Mark in mind a point on the ground in front to focus on. Inhale and retain the breath and lean towards the marked point. At this time transfer the weight to the hands by lifting the toes up. Exhale and keep the pose for three/four deep breaths.

Shirsha Asana (Headstand Pose)

This Asana is highly helpful for body and mind. The reverse of normal effects of gravity rests the heart, helps blood circulation and relieves pressure on lower back. The regular practice of the Asana prevents backache, improves memory, concentration and sensory faculties. It helps breathe deeply, bring fresh oxygen-rich blood to the brain.

1. Kneel down. Rest the weight on the forearms. Wrap the hands around the elbows.

2. Release the hands and keep them in the front fingers interlocked. Allow the elbows stay in this position.

3. Keep the back of the head in the clasped hands and the top of the head on the floor. Now the hands and elbows form a tripod providing firm foundation for the inverted body.

4. Straighten the knees and raise the hips.

5. Walk the feet to the head maximum as possible without bending the knees. Pull the hips back to have the neck straight in line with the spine.

Sarvanga Asana (Shoulder Stand Pose)

This exercise invigorates and rejuvenates the body as a whole. It provides more or less some benefits as from Headstand pose. Additionally, it stimulates thyroid and parathyroid glands by pressing the chin into the base of the throat.

1. Lie down on the floor. Make the legs together and hands and palms down by the sides.

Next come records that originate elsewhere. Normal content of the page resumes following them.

PR #995, opened 2026-08-28
fix: refresh s2s caller liveness on a provider speech start

san0808:
On a speech-to-speech agent, the provider's speech-start event only updated the interruption accounting. It did not refresh `time_since_last_spoken_human_word`, which the caller-liveness timers read. A caller who was actively talking but not barging in could therefore be treated as silent, triggering the "are you still there" prompt or an inactivity hangup mid-conversation.

A speech start is proof the caller is talking, so it now refreshes the liveness timestamp whether or not the turn is a barge-in.

### DIFF
--- a/bolna/__init__.py
+++ b/bolna/__init__.py
@@ -1,4 +1,4 @@
-__version__ = "0.10.214"
+__version__ = "0.10.215"
 
 import os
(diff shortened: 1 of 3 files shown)


san0808:
Folded into #994.

PR #1009, opened 2026-09-02
fix: stall backstop can be permanently defeated by a hung LLM task (BOLNA-2563)

aasthachauhan-code:
## Problem

Reported on two calls (execs `d409c7cd…`, `7c70407a…`, both Plivo): the agent
never disconnected after the callee's voicemail response, and the call sat in ~90-130s of
dead silence until the carrier itself dropped the line. Both calls also came back with an
empty transcript. `hangup_after_silence` and voicemail detection were both enabled.

**Direct fix** — _run_llm_task now wraps generation in asyncio.wait_for(LLM_GENERATION_TIMEOUT_S) (60s). A hang raises a timeout, routes through the normal error-hangup path, and the call recovers on its own.
**Backstop** — _should_stall_hangup catches anything else that leaves the pipeline looking stuck (no audio playing, both sides silent) past STALL_HANGUP_HARD_CAP_S, now tuned down to match at 60s.

### DIFF
--- a/bolna/agent_manager/task_manager.py
+++ b/bolna/agent_manager/task_manager.py
@@ -3210,7 +3210,15 @@ class TaskManager(BaseManager):
 
             self.hangup_detail = HangupReason.END_CALL_TOOL
             self.call_hangup_message_config = None
-            await self.process_call_hangup()
+            # Detached, not awaited: this call site runs inside __do_llm_generation's own
+            # LLM_GENERATION_TIMEOUT_S window (the end_call tool is handled here, mid-generation).
+            # process_call_hangup's teardown (goodbye playout wait, hangup-chunk wait,
+            # stop_handler) can legitimately take longer than that and must not be cancelled
+            # mid-way - same failure mode as BOLNA-2563, reached via the end_call tool instead
+            # of the hangup-decision check. Held on self, not _usage_tasks, so a reference
+            # survives (see _usage_tasks' own comment) without an unrelated cleanup sweep
+            # ever cancelling this specific task.
+            self._end_call_hangup_task = asyncio.create_task(self.process_call_hangup())
             return
 
         if called_fun.startswith("transfer_call"):
--- a/bolna/agent_manager/task_manager.py
+++ b/bolna/agent_manager/task_manager.py
@@ -42,9 +42,10 @@ from bolna.constants import (
     END_CALL_FUNCTION_PREFIX,
     END_CALL_TOOL_DEFINITION,
     RESPONSES_API_MODEL_PREFIXES,
+    LLM_GENERATION_TIMEOUT_S,
     S2S_GOODBYE_TIMEOUT_S,
     S2S_STREAM_SID_TIMEOUT_S,
-    STALL_HANGUP_FLOOR_S,
+    STALL_HANGUP_HARD_CAP_S,
     STUCK_AUDIO_GATE_RELEASE_S,
     WEB_BASED_CALL_PROVIDER,
     WEBCALL_TTS_SAMPLE_RATE,
@@ -4437,9 +4438,11 @@ class TaskManager(BaseManager):
 
         try:
             if self._is_extraction_task() or self._is_summarization_task():
-                await self._process_followup_task(message)
+                await asyncio.wait_for(self._process_followup_task(message), timeout=LLM_GENERATION_TIMEOUT_S)
             elif self._is_conversation_task():
-                await self._process_conversation_task(message, sequence, meta_info)
+                await asyncio.wait_for(
+                    self._process_conversation_task(message, sequence, meta_info), timeout=LLM_GENERATION_TIMEOUT_S
+                )
             else:
                 logger.error("unsupported task type: {}".format(self.task_config["task_type"]))
             self.llm_task = None
@@ -4448,6 +4451,21 @@ class TaskManager(BaseManager):
             self._synthesis_awaiting_first_audio = False
             await self._end_call_on_component_error(e, HangupReason.LLM_ERROR)
             raise
+        except asyncio.TimeoutError:
+            # The LLM never came back within LLM_GENERATION_TIMEOUT_S seconds - treat it as
+            # stuck and hang up, same as any other LLM failure, instead of waiting forever.
+            # BOLNA-2563.
+            logger.error(f"LLM generation stuck for {LLM_GENERATION_TIMEOUT_S}s (run_id={self.run_id}) - hanging up")
+            self.response_in_pipeline = False
+            self._synthesis_awaiting_first_audio = False
+            await self._end_call_on_component_error(
+                LLMError(
+                    f"LLM generation timed out after {LLM_GENERATION_TIMEOUT_S}s",
+                    provider=self.llm_config.get("provider", "unknown"),
+                    model=self.llm_config.get("model"),
+                ),
+                HangupReason.LLM_ERROR,
+            )
         except Exception as e:
             self.response_in_pipeline = False
             self._synthesis_awaiting_first_audio = False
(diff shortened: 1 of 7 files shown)


vikramsingh-bolna (approved):

bolna/constants.py
```diff
@@ -22,8 +22,17 @@
...
+# made no forward progress at all, e.g. a hung LLM call or an s2s tool task that never
+# completes. BOLNA-2563.
+STALL_HANGUP_HARD_CAP_S = 60.0
+# Max time to wait for one LLM reply (_run_llm_task). If the LLM never comes back - no reply,
+# no error, it just hangs - force it to fail after this many seconds and hang up, instead of
+# leaving the call stuck forever. BOLNA-2563.
+LLM_GENERATION_TIMEOUT_S = 60.0
+# Same idea, applied to the voicemail-check LLM call (agent_manager/voicemail_handler.py),
+# which has its own unguarded await and is not covered by _run_llm_task's timeout. BOLNA-2563.
+VOICEMAIL_CHECK_TIMEOUT_S = 12.0
```
san0808: This constant is not referenced anywhere. The voicemail check is still unguarded: `_background_check` awaits `check_for_voicemail` directly, and it runs in its own task so `_run_llm_task` wait_for does not reach it.

This is not theoretical for the reported calls. The voicemail check was triggered on both (7c70407a at t=2.2s, d409c7cd at t=5.0s) and never returned, at the same moment the conversation LLM hung. Half of what actually hung is still unguarded. Either wire it into `_background_check` or drop the constant, because right now the comment claims a fix that does not exist.

bolna/agent_manager/task_manager.py
```diff
@@ -4437,9 +4438,11 @@ async def _run_llm_task(self, message):
 
         try:
             if self._is_extraction_task() or self._is_summarization_task():
-                await self._process_followup_task(message)
+                await asyncio.wait_for(self._process_followup_task(message), timeout=LLM_GENERATION_TIMEOUT_S)
             elif self._is_conversation_task():
-                await self._process_conversation_task(message, sequence, meta_info)
+                await asyncio.wait_for(
```
san0808: This wraps more than generation. `_process_conversation_task` can reach `process_call_hangup`, which reaches `wait_for_current_message` and `__process_end_of_conversation` (goodbye playout, hangup-chunk wait, `stop_handler`). If the 60s budget runs out in there, the teardown is cancelled partway with `_end_of_conversation_in_progress` and `_hangup_processing` already True, and the `except asyncio.TimeoutError` handler then calls `_end_call_on_component_error`, which skips the hangup because of that same guard. A slow hangup becomes a permanent one, which is the failure mode this PR exists to fix.

Suggest scoping the timeout to `__do_llm_generation`.

bolna/agent_manager/task_manager.py
```diff
@@ -4448,6 +4451,21 @@ async def _run_llm_task(self, message):
             self._synthesis_awaiting_first_audio = False
             await self._end_call_on_component_error(e, HangupReason.LLM_ERROR)
             raise
+        except asyncio.TimeoutError:
```
san0808, line 4492: `_run_llm_task` is also the post-call extraction and summarization entry point, where there is no live call to rescue. The only effect of the cap there is turning a slow-but-successful extraction into a lost one, plus a `_report_provider_health(..., False)` and a `__process_end_of_conversation()` on a task manager that has no telephony input handler. Worth skipping the timeout for the followup task.

bolna/agent_manager/task_manager.py
```diff
@@ -7252,22 +7270,23 @@ async def _inject_and_run_llm(self, injected_message: str):
...
             return
 
-    def _should_stall_hangup(
-        self, audio_playing, has_pending_generation, time_since_last_spoken_ai_word, time_since_user_last_spoke
-    ):
-        """Hang up when the call has made no forward progress at all: no audio playing, nothing
-        in flight, and both sides silent past the floor. Runs above the audio/pipeline gate so it
-        still applies when a pipeline flag is stuck. Floor stays above hangup_after_silence so the
-        normal inactivity path takes precedence whenever it is reachable."""
+    def _should_stall_hangup(self, audio_playing, time_since_last_spoken_ai_word, time_since_user_last_spoke):
```
san0808, line 7313: Two things from dropping the floor and the pending-generation check:

- The cap no longer respects `hangup_after_silence`. #758 used `max(hang_conversation_after, floor)` on purpose so the configured path always won. 166 prod agents are configured above 60s (only ~6 calls in the last 7 days, so impact is small, but it is a one-line `max()` to keep). It also makes `trigger_user_online_message_after` and `repeat_after_silence_seconds` above 60 unreachable, since this check runs above them.
- The comment above `has_pending_generation` at the call site still says the s2s clause is there so a long tool call is not read as no forward progress and hung up mid-tool. That is now what happens at 60s, and the same goes for the transfer path that waits on `is_audio_being_played_to_user` before its POST. Either keep the clause with a longer cap, or update that comment so it stops contradicting the code.

bolna/agent_manager/task_manager.py
```diff
@@ -7348,14 +7367,13 @@ async def __check_for_completion(self):
...
-                has_pending_generation=has_pending_generation,
                 time_since_last_spoken_ai_word=time_since_last_spoken_ai_word,
                 time_since_user_last_spoke=time_since_user_last_spoke,
             ):
                 logger.warning(
                     f"Stall backstop: no forward progress for {time_since_last_spoken_ai_word:.1f}s "
-                    f"(audio_playing=False, no pending generation, response_in_pipeline={self.response_in_pipeline}) "
-                    f"- forcing hangup"
+                    f"(audio_playing=False, has_pending_generation={has_pending_generation}, "
+                    f"response_in_pipeline={self.response_in_pipeline}) - forcing hangup"
```
san0808, line 7421: Separate from this PR trigger but the same hole: this branch calls `_hangup_after_goodbye` and then breaks. That routes to `process_call_hangup`, which returns immediately if `_hangup_processing` or `conversation_ended` is set, and neither flag is ever reset. So against a hangup that is already half-done, the backstop fires once, does nothing, and kills the only watchdog. Worth making the last-resort path bypass those guards while this file is open.

tests/test_hung_llm_task_defeats_hangup_backstops.py
```diff
@@ -0,0 +1,115 @@
+"""BOLNA-2563: a hung LLM task (no token, no error, never completes) used to silently disable
```
san0808, line 1: These do not cover the fix. All five tests call the pure predicate; none go through the `wait_for` in `_run_llm_task`. `test_hung_llm_task_keeps_has_pending_generation_true_forever` asserts on `_has_pending_generation`, which is defined in this file, so it tests the test. The `hung_llm_task` fixture is requested by tests that never use it.

The docstring premise is also wrong: `response_in_pipeline` is cleared in the generation path and the audio-playback path too, not only in the exception handlers of `_run_llm_task`. And the line-number references are already stale, better to name the function.

bolna/agent_manager/task_manager.py
```diff
@@ -3209,7 +3210,15 @@ async def __execute_function_call(
...
-            await self.process_call_hangup()
+            # Detached, not awaited: this call site runs inside __do_llm_generation's own
+            # LLM_GENERATION_TIMEOUT_S window (the end_call tool is handled here, mid-generation).
+            # process_call_hangup's teardown (goodbye playout wait, hangup-chunk wait,
+            # stop_handler) can legitimately take longer than that and must not be cancelled
+            # mid-way - same failure mode as BOLNA-2563, reached via the end_call tool instead
+            # of the hangup-decision check. Held on self, not _usage_tasks, so a reference
+            # survives (see _usage_tasks' own comment) without an unrelated cleanup sweep
+            # ever cancelling this specific task.
+            self._end_call_hangup_task = asyncio.create_task(self.process_call_hangup())
```
san0808, line 3222: Detaching the teardown is the right call, but this `create_task` has no done callback and is never awaited or cancelled, so if `process_call_hangup` raises, the exception disappears with the task and a failed hangup looks identical to a successful one.

`_s2s_track_task` in this same file exists for exactly this ("A bare discard callback drops the exception along with the task, so a tool result that never reached the model looked exactly like one that succeeded"). Worth routing through it, or at least adding a callback that logs.

san0808 (approved):

PR #2370, opened 2024-03-15
feat: add support for Governance subgraph

therealemjy:
# JIRA ticket(s)

VEN-2477

## Changes

- update Codegen config so that each project corresponds to a different subgraph (currently "isolatedPools" and "governance") rather than to an environment. As a result, the `start` pipeline now depends on the `generate` pipeline, so that GraphQL types and queries are generated before every start (since before we generated them for all environments, now we generate them only according to the `VITE_ENVIRONMENT` environment variable)
- create `SUBGRAPH_URLS` constant
- add support for governance subgraph


apps/evm/src/clients/subgraph/queries/governance/getProposals/index.ts
```diff
@@ -0,0 +1,14 @@
...
+import type { ChainId } from 'types';
+
+export interface GetProposalsInput {
+  chainId: ChainId;
+}
+
+export const getProposals = ({ chainId }: GetProposalsInput) =>
+  SUBGRAPH_URlS.governance[chainId]
+    ? request(SUBGRAPH_URlS.governance[chainId]!, ProposalsDocument)
+    : undefined;
```
gleiser-oliveira, line 14: I've a question: is the caller of this function going to pass either BSC_MAINNET or BSC_TESTNET? If I got it right, if we are in testnet we always reach out for the BSC_TESTNET subgraph, no matter if the app is using another chain

apps/evm/src/constants/subgraphUrls.ts
```diff
@@ -0,0 +1,22 @@
...
+    [ChainId.OPBNB_MAINNET]:
+      'https://open-platform-ap.nodereal.io/5c42a03458b64b33af7cf9ff0c70c088/opbnb-mainnet-graph-query/subgraphs/name/venusprotocol/venus-isolated-pools-opbnb',
+    [ChainId.ETHEREUM]:
+      'https://api.thegraph.com/subgraphs/name/venusprotocol/venus-isolated-pools-ethereum',
+    [ChainId.SEPOLIA]:
+      'https://api.thegraph.com/subgraphs/name/venusprotocol/venus-isolated-pools-sepolia',
+  },
+  governance: {
+    [ChainId.BSC_MAINNET]: 'https://api.thegraph.com/subgraphs/name/venusprotocol/venus-governance',
+  },
```
gleiser-oliveira: We can add BSC_TESTNET now - https://thegraph.com/hosted-service/subgraph/venusprotocol/venus-governance-chapel

apps/evm/src/clients/subgraph/queries/governance/getProposals/index.ts
therealemjy: The caller can pass any of the supported chain IDs, independently from the chain the dApp is currently on (note that we don't use the `useChainId` hook which grabs the current chain ID of the dApp, we just use a free `chainId` parameter).

apps/evm/src/constants/subgraphUrls.ts
therealemjy: Thanks, I'll add it

apps/evm/src/clients/subgraph/queries/governance/getProposals/index.ts
gleiser-oliveira: Understood, I was checking if you wanted to make this function be the one to select either the BSC_TESTNET or the BSC_MAINNET subgraph based on the environment rather than the chain passed

therealemjy: No, this function is chain-agnostic, similarly to how query and mutation functions are chain-agnostic and the callers are responsible for passing the desired chain ID.

gleiser-oliveira (approved):

PR #2381, opened 2024-03-18
refactor: supply mutation function

therealemjy:
## Jira ticket(s)

VEN-2483

## Changes

- remove `wrapTokensAndSupply ` mutation function
- update `supply` mutation function to handle all supply flows


apps/evm/src/hooks/useOperationModal/Modal/SupplyForm/index.tsx
```diff
@@ -569,9 +558,11 @@ const SupplyForm: React.FC<SupplyFormProps> = ({ asset, pool, onCloseModal }) =>
       }
 
       if (isWrappingNativeToken) {
-        return wrapTokensAndSupply({
+        return supply({
           accountAddress: accountAddress || '',
           amountMantissa,
+          wrap: true,
+          poolComptrollerContractAddress: pool.comptrollerAddress,
```
gleiser-oliveira, line 565: Shouldn't this be unified with the call on line 557? Then we'd pass `wrap: isWrappingNativeToken`

therealemjy: The input type of the `supply` function is quite restrictive (so that it can handle all flows), hence why it's not unified with line 567 as otherwise TypeScript will complain that certain properties passed don't exist on the corresponding input type.

gleiser-oliveira (approved):

PR #2407, opened 2024-03-21
refactor: allow empty strings on Create proposal form

therealemjy:
## Changes

- update `FormikTextField` to set default value on mount
- update validation schema of Create proposal form to allow empty strings in call data


apps/evm/src/pages/Governance/ProposalList/CreateProposalModal/index.spec.tsx
```diff
@@ -365,7 +359,7 @@ describe('pages/Proposal/CreateProposalModal', () => {
 
     // fake Signature should add an input with a bool placeholder and on with a string placeholder
```
gleiser-oliveira:
```suggestion
    // fake Signature should add an input with an address placeholder and on with a string placeholder
```

gleiser-oliveira (approved):

PR #2408, opened 2024-03-21
fix: NativeTokenGateway flow fixes

gleiser-oliveira:
## Changes

- Pass `userWalletNativeTokenBalanceData` as a prop for supply and repay. This allow us to first load the native token balance so we can properly preselect the token with higher balance
- Get the NativeTokenGateway contract inside useWithdraw and useBorrow


apps/evm/src/containers/AssetAccessor/index.tsx
```diff
@@ -1,19 +1,24 @@
...
 export interface AssetAccessorProps {
   vToken: VToken;
   poolComptrollerAddress: string;
   connectWalletMessage: string;
   action: TokenAction;
-  children: (props: { asset: Asset; pool: Pool }) => React.ReactNode;
+  children: (props: {
+    asset: Asset;
+    pool: Pool;
+    userWalletNativeTokenBalanceData?: GetBalanceOfOutput;
```
therealemjy: I think this extends the container too much, as it is only meant to fetch a specific asset (the native balance doesn't really fit in that context).

I'd suggest creating a separate container to fetch the native balance then wrap any component that needs this data with it.

apps/evm/src/clients/api/mutations/borrow/useBorrow.ts
```diff
@@ -4,24 +4,17 @@ import { type UseSendTransactionOptions, useSendTransaction } from 'hooks/useSen
...
 import { callOrThrow, convertMantissaToTokens } from 'utilities';
 
 type TrimmedBorrowInput = Omit<BorrowInput, 'vTokenContract' | 'nativeTokenGatewayContract'>;
 type Options = UseSendTransactionOptions<TrimmedBorrowInput>;
 
-const useBorrow = (
-  {
-    vToken,
-    poolName,
-    poolComptrollerAddress,
```
therealemjy: I'd keep these two props rather than requiring a pool to be passed. We only need two properties from the `pool` object, requiring the whole object to be passed makes the hook a bit harder to use imo.

apps/evm/src/clients/api/mutations/withdraw/useWithdraw.ts
```diff
@@ -3,19 +3,20 @@ import withdraw, { type WithdrawInput } from 'clients/api/mutations/withdraw';
...
 import { useChainId } from 'libs/wallet';
-import type { VToken } from 'types';
+import type { Pool, VToken } from 'types';
 import { callOrThrow, convertMantissaToTokens } from 'utilities';
 
 type TrimmedRedeemInput = Omit<WithdrawInput, 'tokenContract' | 'accountAddress'>;
 type Options = UseSendTransactionOptions<TrimmedRedeemInput>;
 
-const useWithdraw = (
-  { vToken, poolName }: { vToken: VToken; poolName: string },
```
therealemjy, line 15: Same as for `useWithdraw`, I'd keep the `poolName` prop instead of requiring to pass the whole `pool` object.

apps/evm/src/clients/api/mutations/borrow/useBorrow.ts
gleiser-oliveira: I went back for the individual props, but made them mandatory so we avoid silently failing like before

therealemjy (approved):

PR #2416, opened 2024-03-22
feat: make Rabby available in testnet

gleiser-oliveira:
## Changes

- I think it would be useful to have Rabby available not only in mainnet, it helps trying out features and debugging


therealemjy (commented):
Nice

therealemjy (approved):

PR #2433, opened 2024-03-26
feat: wire up search on Governance page

therealemjy:
## Jira ticket(s)

VEN-2477

## Changes

- add optional `proposalState` and `search` parameters to `getProposalPreviews` subgraph function, used to handle searching for proposals by text and proposal state
- use `PAGE_PARAM_KEY` constant from `useUrlPagination` hook in `Pagination` component
- create `getProposalMinQuorumVotes` query function
- wire up search on Governance page


apps/evm/src/clients/subgraph/queries/governance/getProposalPreviews/getProposalPreviews.graphql
```diff
@@ -1,38 +1,14 @@
...
       support
     }
   }
 
-  total: proposals(first: 1, orderBy: startBlock, orderDirection: desc) {
+  total: proposals(first: 1000, where: $where) {
     id
   }
-}
+}
```
gleiser-oliveira: nit: EOF new line missing

gleiser-oliveira (commented):
@therealemjy should we activate the corresponding mainnet feature flag in this PR? I tried it on testnet, searching VIPs is looks and feels good!

therealemjy:
True, we can enable it already. I'll make the change.

gleiser-oliveira:
@therealemjy thanks, I tried it now on mainnet, here is a couple of points you might find helpful:

- Defeated proposal shows as canceled
Screen Shot 2024-03-28 at 23 12 08

- Not sure if we should show canceled proposals when filtering by succeeded 🤔
Screen Shot 2024-03-28 at 23 13 22

therealemjy:
@gleiser-oliveira Thanks for testing this. You're right in both cases, I've updated the search queries so that only proposals of the selected state are listed.

gleiser-oliveira (approved):

PR #2435, opened 2024-03-26
fix: label on Repay form when using integrated swap

therealemjy:
## Changes

- fix label on Repay form when using integrated swap

### DIFF
--- a/.changeset/cuddly-bugs-fly.md
+++ b/.changeset/cuddly-bugs-fly.md
@@ -1,0 +1,5 @@
+---
+"@venusprotocol/evm": patch
+---
+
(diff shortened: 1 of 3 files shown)


apps/evm/src/hooks/useDelegateApproval/index.ts
```diff
@@ -44,6 +44,8 @@ const useDelegateApproval = ({
       },
     );
 
+  console.log(poolComptrollerAddress);
```
gleiser-oliveira: Log here

gleiser-oliveira (approved):

PR #2444, opened 2024-03-27
feat: filter deprecated markets in BSC testnet

gleiser-oliveira:
## Changes

- Filter deprecated markets in BSC testnet, these are currently logging errors in the console


therealemjy:
Since the plan is to delist these assets completely from the contracts, I think we should just leave the code as it is for now and wait until the change is made from the contract side. What do you think?

gleiser-oliveira:
> Since the plan is to delist these assets completely from the contracts, I think we should just leave the code as it is for now and wait until the change is made from the contract side. What do you think?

Inhale and push down by the sides the hands and raise the legs straight up above.

2. Lift the hips from the floor and bring the legs up above the head at about 45 degree angle.

3. Exhale and bend the arms and support the body by holding near the shoulders with thumbs around the front of the body and fingers around the back. Push the back up and lift the legs.

4. Straighten the spine and bring the legs up to vertical position. Press the chin firmly into the base of the throat. Breathe slowly and deeply and gradually make the elbows together and the hands further down the back towards the shoulders so that the torso gets strengthened.

5. To discard the pose, lower the legs to about 45 degree angle over the head and place the palms down behind and then slowly roll out of it vertebra by vertebra. Breathe normally till the whole spine is rested on the floor and the legs at right angles to it. Thereafter, exhale and slowly lower the legs while keeping the knees straight.

Hala Asana (Plough Pose)

This Asana moulds the body into the shape of primitive plough by bringing the feet and hands down to the floor. It provides flexibility to the spine and neck and nourishes the spinal nerves. Plus it strengthens the back, shoulder and arm muscles. It also gently massages internal organs.

1. Lie down on the back with legs together and the palms down the sides. Inhale and raise the legs up. Exhale and then inhale and bring hips up from the floor.

2. Support the back with hands by keeping the elbows close to one another. Exhale and bring the legs down behind the head without bending the knees. If floor cannot be touched with the feet, remain with deep breath in that position.

3. If the feet comfortably reach the floor, make them walk far behind as far as possible and with the toes curled under push the torso up and the heels back. Stretch out the arms behind the back with hands flat on the floor. Breathe slowly and deeply.